Give back, word for word, the lines in the listing below from the one holding "companies = 3.times.map do" down to the one holding "Released as 2.4.0—thank you!", both ends included.

Provided information:
◇ ◇ ◇ ◇ ◇ ◇ ◇
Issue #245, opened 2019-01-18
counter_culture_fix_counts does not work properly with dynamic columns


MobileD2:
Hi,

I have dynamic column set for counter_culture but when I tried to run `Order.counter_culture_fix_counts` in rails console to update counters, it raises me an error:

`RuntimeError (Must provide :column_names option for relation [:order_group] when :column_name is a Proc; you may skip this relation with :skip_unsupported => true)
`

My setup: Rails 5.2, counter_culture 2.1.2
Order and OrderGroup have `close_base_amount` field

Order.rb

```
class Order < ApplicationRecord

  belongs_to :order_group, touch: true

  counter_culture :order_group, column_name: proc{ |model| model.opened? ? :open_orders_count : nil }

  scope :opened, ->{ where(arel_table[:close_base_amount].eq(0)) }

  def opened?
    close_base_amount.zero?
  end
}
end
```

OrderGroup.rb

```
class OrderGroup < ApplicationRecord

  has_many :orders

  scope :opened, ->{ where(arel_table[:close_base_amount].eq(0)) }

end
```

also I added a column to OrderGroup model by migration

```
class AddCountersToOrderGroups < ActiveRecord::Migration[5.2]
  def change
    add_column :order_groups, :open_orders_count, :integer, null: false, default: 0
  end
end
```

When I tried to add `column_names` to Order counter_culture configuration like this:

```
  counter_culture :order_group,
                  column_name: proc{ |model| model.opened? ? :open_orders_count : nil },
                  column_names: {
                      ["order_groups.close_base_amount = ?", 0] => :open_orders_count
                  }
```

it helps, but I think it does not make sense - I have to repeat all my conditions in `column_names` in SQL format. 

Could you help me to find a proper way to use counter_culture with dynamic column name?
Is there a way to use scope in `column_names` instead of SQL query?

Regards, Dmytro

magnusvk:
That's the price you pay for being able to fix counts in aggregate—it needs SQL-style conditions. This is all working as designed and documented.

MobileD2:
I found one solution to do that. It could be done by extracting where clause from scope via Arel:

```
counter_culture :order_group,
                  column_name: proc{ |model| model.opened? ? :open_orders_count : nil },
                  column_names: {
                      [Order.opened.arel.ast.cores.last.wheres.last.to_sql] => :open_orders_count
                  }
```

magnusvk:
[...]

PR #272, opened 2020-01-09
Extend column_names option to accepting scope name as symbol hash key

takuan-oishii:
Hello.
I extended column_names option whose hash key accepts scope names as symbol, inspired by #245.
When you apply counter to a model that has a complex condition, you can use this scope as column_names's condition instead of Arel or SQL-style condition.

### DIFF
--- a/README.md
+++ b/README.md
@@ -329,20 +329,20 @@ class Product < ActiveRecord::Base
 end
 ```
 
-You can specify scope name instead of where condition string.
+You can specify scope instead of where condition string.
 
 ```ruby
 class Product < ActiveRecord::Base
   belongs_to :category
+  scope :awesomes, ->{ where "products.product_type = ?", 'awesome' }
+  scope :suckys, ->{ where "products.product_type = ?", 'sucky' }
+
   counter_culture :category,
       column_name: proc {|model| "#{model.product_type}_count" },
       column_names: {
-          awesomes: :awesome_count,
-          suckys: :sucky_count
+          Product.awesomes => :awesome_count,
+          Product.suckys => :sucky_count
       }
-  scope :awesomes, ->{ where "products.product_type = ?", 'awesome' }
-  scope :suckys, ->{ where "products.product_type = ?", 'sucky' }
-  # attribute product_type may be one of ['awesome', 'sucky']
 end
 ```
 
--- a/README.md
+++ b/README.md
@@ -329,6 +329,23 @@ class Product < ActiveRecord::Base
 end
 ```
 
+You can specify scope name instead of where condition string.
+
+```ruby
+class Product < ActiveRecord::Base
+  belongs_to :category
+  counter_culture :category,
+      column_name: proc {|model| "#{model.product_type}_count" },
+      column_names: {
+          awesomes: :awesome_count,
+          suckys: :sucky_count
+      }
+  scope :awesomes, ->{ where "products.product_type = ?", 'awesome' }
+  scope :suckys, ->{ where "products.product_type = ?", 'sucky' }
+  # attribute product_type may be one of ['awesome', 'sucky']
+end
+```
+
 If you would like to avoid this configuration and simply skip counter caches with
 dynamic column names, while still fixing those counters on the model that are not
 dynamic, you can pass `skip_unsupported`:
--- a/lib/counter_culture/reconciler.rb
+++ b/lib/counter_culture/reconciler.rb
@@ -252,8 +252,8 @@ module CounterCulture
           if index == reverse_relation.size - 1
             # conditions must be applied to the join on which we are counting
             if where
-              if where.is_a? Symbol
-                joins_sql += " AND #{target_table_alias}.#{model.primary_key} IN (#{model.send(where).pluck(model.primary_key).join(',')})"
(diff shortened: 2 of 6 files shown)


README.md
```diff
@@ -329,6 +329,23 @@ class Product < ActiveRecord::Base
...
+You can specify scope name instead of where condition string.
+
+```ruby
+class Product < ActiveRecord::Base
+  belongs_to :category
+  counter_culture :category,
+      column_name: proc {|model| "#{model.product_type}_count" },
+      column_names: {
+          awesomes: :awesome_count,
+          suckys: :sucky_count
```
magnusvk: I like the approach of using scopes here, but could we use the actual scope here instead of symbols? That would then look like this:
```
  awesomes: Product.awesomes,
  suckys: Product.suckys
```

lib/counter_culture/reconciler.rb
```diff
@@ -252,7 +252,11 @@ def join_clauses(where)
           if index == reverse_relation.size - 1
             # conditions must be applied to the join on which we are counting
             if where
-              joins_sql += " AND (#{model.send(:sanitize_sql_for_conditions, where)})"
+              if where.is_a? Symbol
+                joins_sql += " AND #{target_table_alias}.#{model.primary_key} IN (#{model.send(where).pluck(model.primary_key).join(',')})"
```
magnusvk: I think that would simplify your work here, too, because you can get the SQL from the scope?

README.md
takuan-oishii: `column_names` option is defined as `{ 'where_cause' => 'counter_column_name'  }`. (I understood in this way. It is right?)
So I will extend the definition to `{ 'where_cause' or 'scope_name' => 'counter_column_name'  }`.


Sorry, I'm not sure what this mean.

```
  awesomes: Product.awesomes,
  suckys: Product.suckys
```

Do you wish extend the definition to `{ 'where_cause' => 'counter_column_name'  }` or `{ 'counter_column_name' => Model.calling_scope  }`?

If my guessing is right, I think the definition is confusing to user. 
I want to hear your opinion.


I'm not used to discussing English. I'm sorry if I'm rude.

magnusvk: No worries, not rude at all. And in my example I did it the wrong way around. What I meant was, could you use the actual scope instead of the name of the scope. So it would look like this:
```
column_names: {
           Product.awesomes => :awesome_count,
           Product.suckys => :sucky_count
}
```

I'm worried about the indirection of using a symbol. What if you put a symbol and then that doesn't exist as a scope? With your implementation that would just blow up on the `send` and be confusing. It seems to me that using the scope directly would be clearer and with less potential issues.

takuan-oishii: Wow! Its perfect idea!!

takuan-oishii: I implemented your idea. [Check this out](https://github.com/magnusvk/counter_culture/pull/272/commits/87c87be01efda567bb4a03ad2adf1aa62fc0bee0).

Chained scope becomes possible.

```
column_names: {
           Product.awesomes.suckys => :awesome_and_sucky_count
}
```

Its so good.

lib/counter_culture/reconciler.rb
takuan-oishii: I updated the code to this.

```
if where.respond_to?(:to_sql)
◇ ◇ ◇ ◇ ◇ ◇ ◇
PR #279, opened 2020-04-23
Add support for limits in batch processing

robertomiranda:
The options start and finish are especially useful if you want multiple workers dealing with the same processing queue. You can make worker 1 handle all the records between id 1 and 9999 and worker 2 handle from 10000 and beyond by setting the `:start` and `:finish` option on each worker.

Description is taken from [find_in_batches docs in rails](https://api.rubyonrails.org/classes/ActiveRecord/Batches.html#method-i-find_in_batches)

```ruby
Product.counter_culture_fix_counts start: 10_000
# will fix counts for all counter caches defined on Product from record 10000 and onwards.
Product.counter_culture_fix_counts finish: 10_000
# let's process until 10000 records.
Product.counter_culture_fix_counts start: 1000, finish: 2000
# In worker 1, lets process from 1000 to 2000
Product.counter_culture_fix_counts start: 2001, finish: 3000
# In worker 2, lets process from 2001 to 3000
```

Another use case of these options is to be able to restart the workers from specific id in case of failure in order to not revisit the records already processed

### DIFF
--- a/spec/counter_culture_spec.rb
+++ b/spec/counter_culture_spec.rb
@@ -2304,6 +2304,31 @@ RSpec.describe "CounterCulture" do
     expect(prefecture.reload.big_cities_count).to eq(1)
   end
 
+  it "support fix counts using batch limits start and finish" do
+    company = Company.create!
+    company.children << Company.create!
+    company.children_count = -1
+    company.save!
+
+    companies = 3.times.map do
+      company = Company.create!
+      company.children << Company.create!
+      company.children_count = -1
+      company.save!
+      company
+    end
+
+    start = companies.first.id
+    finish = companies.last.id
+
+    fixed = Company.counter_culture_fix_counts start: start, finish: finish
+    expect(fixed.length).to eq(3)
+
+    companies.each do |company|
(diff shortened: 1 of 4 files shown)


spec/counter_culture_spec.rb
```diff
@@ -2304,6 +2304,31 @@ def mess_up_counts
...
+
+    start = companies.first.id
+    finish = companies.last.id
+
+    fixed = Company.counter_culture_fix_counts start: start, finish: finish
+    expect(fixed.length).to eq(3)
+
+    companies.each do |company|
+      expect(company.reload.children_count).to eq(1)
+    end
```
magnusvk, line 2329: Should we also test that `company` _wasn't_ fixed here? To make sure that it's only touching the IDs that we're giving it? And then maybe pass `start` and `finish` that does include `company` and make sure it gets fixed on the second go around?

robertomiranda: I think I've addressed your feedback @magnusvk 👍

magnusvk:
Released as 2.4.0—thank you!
◇ ◇ ◇ ◇ ◇ ◇ ◇
Written answer:
+    companies = 3.times.map do
+      company = Company.create!
+      company.children << Company.create!
+      company.children_count = -1
+      company.save!
+      company
+    end
+
+    start = companies.first.id
+    finish = companies.last.id
+
+    fixed = Company.counter_culture_fix_counts start: start, finish: finish
+    expect(fixed.length).to eq(3)
+
+    companies.each do |company|
(diff shortened: 1 of 4 files shown)


spec/counter_culture_spec.rb
```diff
@@ -2304,6 +2304,31 @@ def mess_up_counts
...
+
+    start = companies.first.id
+    finish = companies.last.id
+
+    fixed = Company.counter_culture_fix_counts start: start, finish: finish
+    expect(fixed.length).to eq(3)
+
+    companies.each do |company|
+      expect(company.reload.children_count).to eq(1)
+    end
```
magnusvk, line 2329: Should we also test that `company` _wasn't_ fixed here? To make sure that it's only touching the IDs that we're giving it? And then maybe pass `start` and `finish` that does include `company` and make sure it gets fixed on the second go around?

robertomiranda: I think I've addressed your feedback @magnusvk 👍

magnusvk:
Released as 2.4.0—thank you!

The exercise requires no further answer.